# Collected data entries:
= = = =

PR #2511, opened 2024-05-30
Include post ID in custom metadata

sanmai:
## Description

Let's add a post ID to the custom metadata. 

https://docs.parse.ly/api-custom-metadata/

CC @medeiros-amanda @rebeccahum @robersongomes 

## Motivation and context

Injecting post IDs will let Parsely link back to the edit form of the post.

As compared to LD-JSON (#2510), we can expect that there are no SEO implications.

## How has this been tested?

LD-JSON works as usual.

## Summary by CodeRabbit

- **New Features**
  - Added a custom metadata field for the current post's ID, enhancing metadata handling.

- **Bug Fixes**
  - Improved metadata accuracy by including the new custom metadata field in the output.

- **Tests**
  - Updated tests to validate the inclusion of the new custom metadata in JSON-LD and repeated meta formats.


src/Metadata/class-metadata-builder.php
```diff
@@ -120,6 +120,21 @@ protected function build_type( WP_Post $post, string $parsely_type ): void {
 		$this->metadata['@type'] = $type;
 	}
 
+	/**
+	 * Populates all the fields related to post ID.
+	 *
+	 * @param WP_Post $post The post/page for which to populate the field.
+	 *
+	 * @since 3.0.x
+	 */
```
acicovic:
```suggestion
	/**
	 * Populates the custom metadata field with the current post's/page's ID.
	 *
	 * @since 3.16.0
	 *
	 * @param WP_Post $post The post/page for which to populate the field.
	 */
```

tests/Integration/Endpoints/RestMetadataTest.php
```diff
@@ -404,7 +404,8 @@ public function test_get_rendered_meta_json_ld(): void {
...
+		$expected    = '<script type="application/ld+json">{"@context":"https:\/\/schema.org","@type":"NewsArticle","headline":"My test_get_rendered_meta_json_ld title","url":"http:\/\/example.org\/?p=' . $post_id . '","mainEntityOfPage":{"@type":"WebPage","@id":"http:\/\/example.org\/?p=' . $post_id . '"},"thumbnailUrl":"","image":{"@type":"ImageObject","url":""},"articleSection":"Uncategorized","author":[],"creator":[],"publisher":{"@type":"Organization","name":"Test Blog","logo":""},"keywords":[],"dateCreated":"' . $date . '","datePublished":"' . $date . '","dateModified":"' . $date . '","custom_metadata":"{\\"postID\\":' . $post_id . '}"}</script>' .
```
acicovic: Do we need the `\\` in `{\\"postID\\"`?

acicovic (commented):
Thanks for working on this! Left a suggestion and a question 🙂

tests/Integration/Endpoints/RestMetadataTest.php
sanmai: Most definitely, even the docs call for it:

> Escape double quotes in JSON item values. Double quotes should be escaped with a backslash symbol like this: `\"`.

And then they provide clearly broken JSON in the example 🤷 

https://docs.parse.ly/api-custom-metadata/#h-json-ld-configuration

acicovic:
I'll be closing this as stale, as well as something we can probably achieve using another approach. We can reopen if we choose to finally use this in the future.

PR #2537, opened 2024-06-04
Revert to using babel-preset-default v7

acicovic:
We're reverting to the previously used version of `babel-preset-default` because of certain issues. See https://github.com/WordPress/gutenberg/pull/62265/files for related information.

Effectively, we cannot use `@wordpress/babel-preset-default` v8 or greater and `@wordpress/scrips` v28 or greater until we require WordPress 6.6 as the minimum version in the plugin.

This PR reverts Parsely/wp-parsely#2532 and adds a couple of related comments in `package.json` for future reference.

## Summary by CodeRabbit

- **Chores**
  - Updated the version of `@wordpress/babel-preset-default` to `^7.42.0`.
  - Added comments to clarify version constraints for `@wordpress/babel-preset-default` and `@wordpress/scripts` until WordPress 6.6 is required.

### DIFF
--- a/package-lock.json
+++ b/package-lock.json
@@ -27,7 +27,7 @@
 				"@types/wordpress__wordcount": "^2.4.5",
 				"@typescript-eslint/eslint-plugin": "^6.21.0",
 				"@wordpress/api-fetch": "^7.0.0",
-				"@wordpress/babel-preset-default": "^8.0.0",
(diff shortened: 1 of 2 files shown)


vaurdan (approved):
Thanks! And thank you for adding the dependencies comments, they will be very helpful down the line.

PR #2570, opened 2024-06-17
PCH Smart Linking: Prevent Smart Linking from running on Freeform (Classic) blocks

vaurdan:
## Description
Due to the way the Freeform blocks (aka Classic Editor blocks) works, the parsing and injection of Smart Links do not work properly on this type of block.

This PR checks if the current block (if "Selected Block" is selected) or if the content contains any freeform block (if "All Blocks" is selected), and throws a Snack Bar error if so.

## Motivation and context
Prevent issues when running the Smart Linking on posts with Freeform blocks.

## How has this been tested?
Tested locally

## Summary by CodeRabbit

- **Bug Fixes**
	- Improved reliability of Smart Links by handling cases where they don't work with Freeform blocks.
	- Added error messages for better user feedback when Smart Links cannot be applied.


acicovic:
So, the existence of a single Freeform block can break things for other blocks as well, even if the selected block is not Freeform. Am I understanding this correctly?

vaurdan:
@acicovic exactly. If you are generating smart links for all blocks, and you get a smart link that is to be inserted into a freeform block, there's a high likelihood that either the block editor crashes, or the block content becomes empty. If there is at least one freeform block, only the "Selected Block" option will actually work, and only if you don't select the freeform block

acicovic (approved):

PR #2578, opened 2024-06-26
PCH Sidebar: Move initialization to admin_init

acicovic:
## Description
With this PR, we're moving the initialization of the PCH Sidebar from the `init` to the `admin_init` hook.

## Motivation and context
I think this makes the code more readable (less scatter across different places). In addition, firing this in `admin_init` should make the code execute fewer times. Since we're only using the PCH Sidebar in the admin, this seems a safe change to me.

However @vaurdan, I wanted your confirmation that this looks good to you, just in case I've missed anything and there was a reason behind this initial implementation.

## How has this been tested?
Manual testing and existing tests pass.

## Summary by CodeRabbit

- **Refactor**
  - Improved the initialization process for the editor sidebar, ensuring better performance and reliability.


vaurdan (approved):
This sounds very reasonable! Thanks for working on this.

PR #2579, opened 2024-06-26
PCH Sidebar: Show detailed error messages in Snackbar Notices

### LINKED ISSUE #2424: PCH: Consider forwarding main UI errors to Snackbar Notices
When users attempt to use AI features but they aren't enrolled into the beta program, we display this message within our Sidebar:

image

At the same time, there's a Snackbar notice appearing in the bottom left of the Post Editor:

image

It came to our attention that some users may focus on the Snackbar and wonder about the error, when the reason is stated in the Sidebar. This has been reported once, and we want to avoid this situation as interest in AI features may keep on increasing in the future.

See if we can forward the specific message (or even all error messages) to our Snackbars. This is up to discussion if there are any opinions.

Removing the Snackbar altogether, but we probably don't need to be that radical 🙂 (cc @dabowman, @danielabloch).

acicovic:
## Description
With this PR, we start displaying detailed error messages in our Snackbar Notices in the Title Suggestions and Smart Linking features.

## Motivation and context
- When errors would occur in Title Suggestions and Smart Linking, we were showing a generic `"There was an error"` Snackbar Notice. While we were displaying the detailed error message in the PCH Sidebar, the Snackbar Notice proved to be unhelpful or even confusing to users, with the error within the Sidebar remaining unnoticed in some cases. This change should neutralize this problem.
- Fixes #2424. This was a known issue, and I stumbled upon it while working on other things. While fixing it, I decided to extract it to its own PR for easier review and separation of concerns.

## How has this been tested?
Manual testing.

## Summary by CodeRabbit

- **New Features**
  - Added a new error type `UnknownError` to improve error handling.
  - Dynamic error messages are now displayed based on the actual error encountered.

- **Improvements**
  - Reordered import statements for better code organization.


src/content-helper/editor-sidebar/smart-linking/component.tsx
```diff
@@ -470,7 +470,11 @@ export const SmartLinkingPanel = ( {
 			await processSmartLinks( generatedLinks );
 			setIsReviewModalOpen( true );
 		} catch ( e: any ) { // eslint-disable-line @typescript-eslint/no-explicit-any
-			let snackBarMessage = __( 'There was a problem generating smart links.', 'wp-parsely' );
+			const contentHelperError = new ContentHelperError(
```
acicovic, line 473: Since the error can be any type of object theoretically, we add some special handing to make sure it translates to a `ContentHelperError`.

src/content-helper/editor-sidebar/smart-linking/component.tsx
```diff
@@ -483,7 +487,6 @@ export const SmartLinkingPanel = ( {
 				e.message = snackBarMessage;
 			}
 
-			console.error( e ); // eslint-disable-line no-console
```
acicovic: I found this `console.error( e )` to be quite noisy because it often outputs the same message 3 times due to retries. In addition, we're now showing the actual error message in the snackbar, so I think we're OK with removing this.

Having said that, I'm OK with bringing this back if we think it's better to have.

src/content-helper/editor-sidebar/title-suggestions/component.tsx
```diff
@@ -198,7 +198,7 @@ export const TitleSuggestionsPanel = (): React.JSX.Element => {
 
 		createNotice(
 			'error',
-			__( 'There was an error generating title suggestions.', 'wp-parsely' ),
+			error.message,
```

= = = =

# Exercise instructions:
Go through the entries and copy every line that has "plugin".

# Answer to this problem:
Effectively, we cannot use `@wordpress/babel-preset-default` v8 or greater and `@wordpress/scrips` v28 or greater until we require WordPress 6.6 as the minimum version in the plugin.
 				"@typescript-eslint/eslint-plugin": "^6.21.0",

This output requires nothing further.